(Saved entries)
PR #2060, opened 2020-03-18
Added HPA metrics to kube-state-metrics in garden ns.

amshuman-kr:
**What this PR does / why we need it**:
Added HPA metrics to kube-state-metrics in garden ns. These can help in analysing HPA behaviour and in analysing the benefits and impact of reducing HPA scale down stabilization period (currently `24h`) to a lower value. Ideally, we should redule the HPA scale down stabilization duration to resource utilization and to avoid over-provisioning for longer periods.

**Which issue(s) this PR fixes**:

**Aim of the task:** The answer is each line from the entries above in which the word "kube" occurs.

**Answer section:**
Added HPA metrics to kube-state-metrics in garden ns.
Added HPA metrics to kube-state-metrics in garden ns. These can help in analysing HPA behaviour and in analysing the benefits and impact of reducing HPA scale down stabilization period (currently `24h`) to a lower value. Ideally, we should redule the HPA scale down stabilization duration to resource utilization and to avoid over-provisioning for longer periods.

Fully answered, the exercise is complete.